Materials provided: Begin

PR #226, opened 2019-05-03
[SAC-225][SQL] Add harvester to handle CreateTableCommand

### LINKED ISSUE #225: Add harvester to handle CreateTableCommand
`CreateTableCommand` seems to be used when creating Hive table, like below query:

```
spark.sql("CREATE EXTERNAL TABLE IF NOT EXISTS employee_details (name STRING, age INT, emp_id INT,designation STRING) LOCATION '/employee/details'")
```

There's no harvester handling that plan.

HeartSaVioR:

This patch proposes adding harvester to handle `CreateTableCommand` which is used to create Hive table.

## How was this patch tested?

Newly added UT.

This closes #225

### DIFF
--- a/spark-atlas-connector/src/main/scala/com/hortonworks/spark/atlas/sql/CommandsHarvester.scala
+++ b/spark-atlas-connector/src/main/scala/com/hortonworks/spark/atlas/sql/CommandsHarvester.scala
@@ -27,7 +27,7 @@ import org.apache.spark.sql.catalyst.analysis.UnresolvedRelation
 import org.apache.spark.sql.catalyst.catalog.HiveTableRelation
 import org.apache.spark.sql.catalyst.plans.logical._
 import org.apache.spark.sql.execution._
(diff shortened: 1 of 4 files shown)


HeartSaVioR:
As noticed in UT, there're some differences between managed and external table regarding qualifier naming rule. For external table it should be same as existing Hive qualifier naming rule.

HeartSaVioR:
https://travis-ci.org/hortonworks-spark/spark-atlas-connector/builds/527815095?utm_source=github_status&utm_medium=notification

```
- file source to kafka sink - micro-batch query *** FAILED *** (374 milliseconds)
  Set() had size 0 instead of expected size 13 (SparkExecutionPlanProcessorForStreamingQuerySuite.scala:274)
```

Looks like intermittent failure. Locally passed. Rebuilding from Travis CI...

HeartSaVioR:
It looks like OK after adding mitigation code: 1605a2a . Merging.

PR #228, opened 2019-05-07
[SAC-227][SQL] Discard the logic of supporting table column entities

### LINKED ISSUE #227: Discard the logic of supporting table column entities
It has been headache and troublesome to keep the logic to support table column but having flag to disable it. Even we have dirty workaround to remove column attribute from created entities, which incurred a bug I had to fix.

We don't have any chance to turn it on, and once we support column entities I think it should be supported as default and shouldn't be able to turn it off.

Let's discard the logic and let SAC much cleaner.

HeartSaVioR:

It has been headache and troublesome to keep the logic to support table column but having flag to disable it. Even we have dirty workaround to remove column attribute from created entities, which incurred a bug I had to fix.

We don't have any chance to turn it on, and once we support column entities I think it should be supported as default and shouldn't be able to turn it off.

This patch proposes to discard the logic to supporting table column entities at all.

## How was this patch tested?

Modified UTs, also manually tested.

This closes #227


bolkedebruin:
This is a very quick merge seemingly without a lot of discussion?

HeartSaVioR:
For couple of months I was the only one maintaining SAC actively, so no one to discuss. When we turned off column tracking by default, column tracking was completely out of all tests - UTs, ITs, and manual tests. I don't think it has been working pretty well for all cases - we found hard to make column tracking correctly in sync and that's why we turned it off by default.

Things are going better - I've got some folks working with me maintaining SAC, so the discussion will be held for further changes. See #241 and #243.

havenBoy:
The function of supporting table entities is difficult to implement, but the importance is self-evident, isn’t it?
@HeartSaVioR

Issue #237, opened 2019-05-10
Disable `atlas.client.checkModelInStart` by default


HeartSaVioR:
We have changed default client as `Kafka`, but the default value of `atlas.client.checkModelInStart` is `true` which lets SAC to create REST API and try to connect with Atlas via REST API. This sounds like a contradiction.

Materials provided: End

▸ **Aim of the exercise**:
Using the records above, repeat exactly the lines from the first one through the line with "### LINKED ISSUE #227: Discard".

▸ **Result**:
PR #226, opened 2019-05-03
[SAC-225][SQL] Add harvester to handle CreateTableCommand

### LINKED ISSUE #225: Add harvester to handle CreateTableCommand
`CreateTableCommand` seems to be used when creating Hive table, like below query:

```
spark.sql("CREATE EXTERNAL TABLE IF NOT EXISTS employee_details (name STRING, age INT, emp_id INT,designation STRING) LOCATION '/employee/details'")
```

There's no harvester handling that plan.

HeartSaVioR:

This patch proposes adding harvester to handle `CreateTableCommand` which is used to create Hive table.

## How was this patch tested?

Newly added UT.

This closes #225

### DIFF
--- a/spark-atlas-connector/src/main/scala/com/hortonworks/spark/atlas/sql/CommandsHarvester.scala
+++ b/spark-atlas-connector/src/main/scala/com/hortonworks/spark/atlas/sql/CommandsHarvester.scala
@@ -27,7 +27,7 @@ import org.apache.spark.sql.catalyst.analysis.UnresolvedRelation
 import org.apache.spark.sql.catalyst.catalog.HiveTableRelation
 import org.apache.spark.sql.catalyst.plans.logical._
 import org.apache.spark.sql.execution._
(diff shortened: 1 of 4 files shown)


HeartSaVioR:
As noticed in UT, there're some differences between managed and external table regarding qualifier naming rule. For external table it should be same as existing Hive qualifier naming rule.

HeartSaVioR:
https://travis-ci.org/hortonworks-spark/spark-atlas-connector/builds/527815095?utm_source=github_status&utm_medium=notification

```
- file source to kafka sink - micro-batch query *** FAILED *** (374 milliseconds)
  Set() had size 0 instead of expected size 13 (SparkExecutionPlanProcessorForStreamingQuerySuite.scala:274)
```

Looks like intermittent failure. Locally passed. Rebuilding from Travis CI...

HeartSaVioR:
It looks like OK after adding mitigation code: 1605a2a . Merging.

PR #228, opened 2019-05-07
[SAC-227][SQL] Discard the logic of supporting table column entities

### LINKED ISSUE #227: Discard the logic of supporting table column entities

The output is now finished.